I was surprised that my body was not as sore today as yesterday. Maybe it was the Pilates. Or maybe my body just remembered this workout from the last time I did it. Either way, I am thankful. Yesterday was rough because all 3 of my kids at some point sat on my legs or pushed on my legs and it REALLY hurt. Glad that is behind me! I did level one of The 30 Day Shred and while I was doing it, remembered that I  much preferred level 2 and actually found it easier. So I will be switching to that tomorrow and see how that goes. I didn't do Yoga or Pilates today because I couldn't seem to fit it in, I will try to tomorrow. I like the relaxation it offers and I really do think it helps de-stress and help strengthen the muscles for the hardcore cardio that is 30 Day Shred.

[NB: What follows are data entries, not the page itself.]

PR #1121, opened 2024-01-09
wip: support native histograms along classic histograms in panels

krajorama:
This branch will have force pushes.

Related to https://github.com/grafana/mimir/issues/7154

Native histograms are
https://grafana.com/docs/mimir/latest/send/native-histograms/


mixin-utils/utils.libsonnet
```diff
@@ -1,6 +1,38 @@
 local g = import 'grafana-builder/grafana.libsonnet';
 
 {
+  // The classicNativeHistogramQuantile function is used to calculate histogram quantiles from native histograms or classic histograms.
+  // Metric name should be provided without _bucket suffix.
+  nativeClassicHistogramQuantile(percentile, metric, selector, sum_by=[], rate_interval='$__rate_interval')::
+    local classicSumBy = if std.length(sum_by) > 0 then ' by (%(lbls)s) ' % { lbls: std.join(',', ['le'] + sum_by) } else ' by (le) ';
+    local nativeSumBy = if std.length(sum_by) > 0 then ' by (%(lbls)s) ' % { lbls: std.join(',', sum_by) } else ' ';
+    'histogram_quantile(%(percentile)s, sum%(nativeSumBy)s(rate(%(metric)s{%(selector)s}[%(rateInterval)s]))) or histogram_quantile(%(percentile)s, sum%(classicSumBy)s(rate(%(metric)s_bucket{%(selector)s}[%(rateInterval)s])))' % {
```
krajorama, line 9: for reviewers: e.g.:
```
(histogram_quantile(0.99, sum (rate(cortex_request_duration_seconds{}[$__rate_interval]))) or
histogram_quantile(0.99, sum by (le) (rate(cortex_request_duration_seconds_bucket{}[$__rate_interval]))))
```

mixin-utils/utils.libsonnet
```diff
@@ -1,6 +1,38 @@
...
+      nativeSumBy: nativeSumBy,
+      percentile: percentile,
+      rateInterval: rate_interval,
+      selector: selector,
+    },
+
+  // The classicNativeHistogramSumRate function is used to calculate the histogram sum of rate from native histograms or classic histograms.
+  // Metric name should be provided without _sum suffix.
+  nativeClassicHistogramSumRate(metric, selector, rate_interval='$__rate_interval')::
+    'histogram_sum(rate(%(metric)s{%(selector)s}[%(rateInterval)s])) or rate(%(metric)s_sum{%(selector)s}[%(rateInterval)s])' % {
```
krajorama, line 21: for reviewers e.g., in context of a sum: 
```
sum(
 histogram_sum(rate(cortex_request_duration_seconds{}[$__rate_interval])) or
 rate(cortex_request_duration_seconds_sum{}[$__rate_interval])
)
```

mixin-utils/utils.libsonnet
beorn7: I think this can be improved.

Imagine you have a fairly long `rate_interval` (the problem exists for all intervals, but the longer, the more serious it gets), e.g. multiple days or so. While migrating to native histograms, you ingest classic and native histograms in parallel. Very soon, the first leg of the query above will yield a result, but it will be based just on a few samples of native histograms, or the last few minutes of the multi-day range.

So what you want is to use the leg of the query that has a complete coverage of the `rate_interval` (and in doubt prefer the native histogram). I'll try to come up with a way to do that in the next comment.

beorn7: Maybe this could work:

```PromQL
(
      histogram_quantile(
        0.99,
        sum(rate(cortex_request_duration_seconds[1w])) and group(cortex_request_duration_seconds offset 1w)
      )
    or
      histogram_quantile(
        0.99,
          sum by (le) (rate(cortex_request_duration_seconds_bucket[1w]))
        and
          group by (le) (cortex_request_duration_seconds_bucket)
      )
  or
    histogram_quantile(0.99, sum(rate(cortex_request_duration_seconds[1w])))
)
```

This assumes the migration is already going from classic to native histograms. First, the query checks if there has been a native histogram 1w ago. If so, it goes for native histograms. Second, it checks if there is a classic histogram now, and uses them. As the third and final option, it uses native histograms (which is relevant for a new metric that never had classic histograms).

Of course, the stupid PromQL engine will calculate all three legs, even if only one will ever be used.

krajorama:
Superseded by #1150

PR #1122, opened 2024-01-10
Add modules and auths key in snmp yml

mshahzeb:
Fixes 
https://github.com/grafana/support-escalations/issues/8785

The default yml is referenced in the Ubiquiti edge router's integration instructions.
But the yml is in incorrect format and causes the agent to crash and not startup.

This PR adds the required keys in the yml file to fix the issue.


rgeyer (approved):
This looks good to me.

I spent an unnecessarily long time looking at previous commits because.. I recall that we changed this already.

I know that the agent was updated to a [new version of the SNMP exporter](https://github.com/grafana/agent/pull/4265), which necessitated some changes to our config, which I was sure we (I?) did, but I can't find record of it.

Perhaps it was on the now defunct `ubnt` integration.

In any case, this looks good! Thanks for cleaning it up!

PR #1123, opened 2024-01-11
Remove deprecated angular table panel from SNMP mixin

mshahzeb:
Updates out-of-date angular table panel to new table panel.

Since the old grafonnet version does not have a new table panel - the dashboard has been updated in Grafana and saved as JSON.

image


snmp-mixin/dashboards/snmp-overview.json
```diff
@@ -0,0 +1,1078 @@
...
+      },
+      "id": 2,
+      "panels": [],
+      "showTitle": true,
+      "targets": [
+        {
+          "datasource": {
+            "type": "prometheus",
+            "uid": "grafanacloud-prom"
+          },
```
Dasomeone, line 58: Minor nitpick, but pretty sure these are all meant to be no type and `"uid": "$datasource"`

snmp-mixin/dashboards/snmp-overview.json
```diff
@@ -0,0 +1,1078 @@
...
+    "list": [
+      {
+        "current": {
+          "selected": false,
+          "text": "default",
+          "value": "default"
+        },
+        "hide": 0,
+        "includeAll": false,
+        "label": "Data Source",
```
Dasomeone, line 934: This won't pass linting, mixtool is getting quite particular on naming (e.g. should be `Data source`) Might be worth giving it a pass to see if there's anything else

Dasomeone (commented):
Couple minor comments but otherwise looks great

snmp-mixin/dashboards/snmp-overview.json
mshahzeb: Ran mixtool lint and it did not raise any issues.

Dasomeone: Interesting, then one of us has outdated mixtool :sweat_smile: 

Will update mine and test

snmp-mixin/dashboards/snmp-overview.json
mshahzeb: This is actually a row panel and I dont think it even needs targets - removed it. Thanks for the catch!

snmp-mixin/dashboards/snmp-overview.json
Dasomeone: Update: turns out it was my mixtool, so all good to go on this one :)

Dasomeone (approved):
LGTM, thanks Shahzeb :D

rgeyer:
> Is there a replacement for the deleted `snmp-mixin/lib/utils.libsonnet` in this PR? For now I've copied the function.

The goal of this PR was to move away from using deprecated panels, which includes moving from graph to timeseries. That util function was a bit of a hack to patch that change in.

As such, now that the dashboard uses timeseries natively, the util isn't needed anymore (for this mixin). Were you using the function in some other project?

zalegrala:
I was using the util for something else, but perhaps I need to migrate that as well.  In the meantime, the copy works fine for me while I figure out what direction to take the jsonnet dashbaords I've got.

PR #1452, opened 2025-06-18
feat: add netflow-mixin

theSuess:
This mixin is intended to be used with tools like
[ktranslate](https://github.com/kentik/ktranslate) but will also work with other tooling, as long as the metrics conform to the [networking semantic conventions](https://opentelemetry.io/docs/specs/semconv/registry/attributes/network/).


netflow-mixin/dashboards/netflow-overview.libsonnet
```diff
@@ -0,0 +1,88 @@
...
+    'netflow-overview.json':
+      g.dashboard.new('Netflow overview')
+      + g.dashboard.withUid(dashboardUid)
+      + g.dashboard.withTags($._config.dashboardTags)
+      + g.dashboard.time.withFrom($._config.dashboardPeriod)
+      + g.dashboard.withRefresh($._config.dashboardRefresh)
+      + g.dashboard.withTimezone($._config.dashboardTimezone)
+      + g.dashboard.withVariables([
+        var.datasource.new('prometheus_datasource', 'prometheus')
+        + var.datasource.withRegex('(ops|dev)-cortex')
```
v-zhuravlev: this filter looks a bit specific.

PR #1459, opened 2025-07-01
feat: add withLabels function to utils for enhanced rule labeling

andriikushch:
This PR adds a new utility function withLabels() to the mixin-utils library that allows adding labels to alert rules.

**Features**

- Add labels to all alerts in rule groups
- Optionally filter which alerts receive the labels using a custom filter function
- Preserves existing labels on alerts

Usage example:

```jsonnet
local utils = import 'mixin-utils/utils.libsonnet';

// Add environment and team
local alertGroups = [...];
local withEnvironment = utils.withLabels(
  { environment: 'production', team: 'myteam' },
  alertGroups
);
```

### DIFF
--- a/mixin-utils/utils.libsonnet
+++ b/mixin-utils/utils.libsonnet
@@ -392,6 +392,11 @@ local g = import 'grafana-builder/grafana.libsonnet';
       for group in groups
     ],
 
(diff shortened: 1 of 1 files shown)


tristanburgess (approved):
nice work!

PR #1462, opened 2025-07-02
handle large query ranges on azure deadlocks panels

yduartep:
The query used by the Deadlocks by database panel is likely to miss showing non-zero values the larger the query range is. Since the metric is a count and showing any occurrences of non-zero values is crucial, using `max_over_time` for the query interval is appropriate.

See [this thread for context](https://raintank-corp.slack.com/archives/C036J5B39/p1751047074742109).

### DIFF
--- a/csp-mixin/signals/azuresqldb.libsonnet
+++ b/csp-mixin/signals/azuresqldb.libsonnet
@@ -30,7 +30,7 @@ function(this)
         type: 'gauge',
         sources: {
           azuremonitor: {
-            expr: 'label_replace(azure_microsoft_sql_servers_databases_deadlock_total_count{%(queriesSelector)s}, "database", "$1", "resourceID", ".+/(.*)")',
+            expr: 'label_replace(max_over_time(azure_microsoft_sql_servers_databases_deadlock_total_count{%(queriesSelector)s}[$__interval]), "database", "$1", "resourceID", ".+/(.*)")',
             legendCustomTemplate: '{{database}}',
           },
         },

As far as the eating goes, I stayed within my limits today again, but barely. I am going to have to cut back on snacking or pick better snacks. I went to the grocery store today and plan to make a homemade trail mix to snack on. Fruit also makes a great snack, so I will aim to do that as well. I had chia seeds in my breakfast and I am telling you, they are a GREAT source of fiber AND omega 3 and I think I read somewhere that they contain more antioxidants than blueberries or red wine or something like that. I am a fan. They are pretty tasteless, so I am going to start adding them to at least one meal a day. They are pricey though, that is the only downfall, but really, so are man made fiber supplements, so at least this is from a plant, no extra ingredients. I made a vegetarian taco salad for dinner that was good, but the kids didn't seem to like it. This will take some getting used to for them, I think. They are still eating, just picking at some of the main food.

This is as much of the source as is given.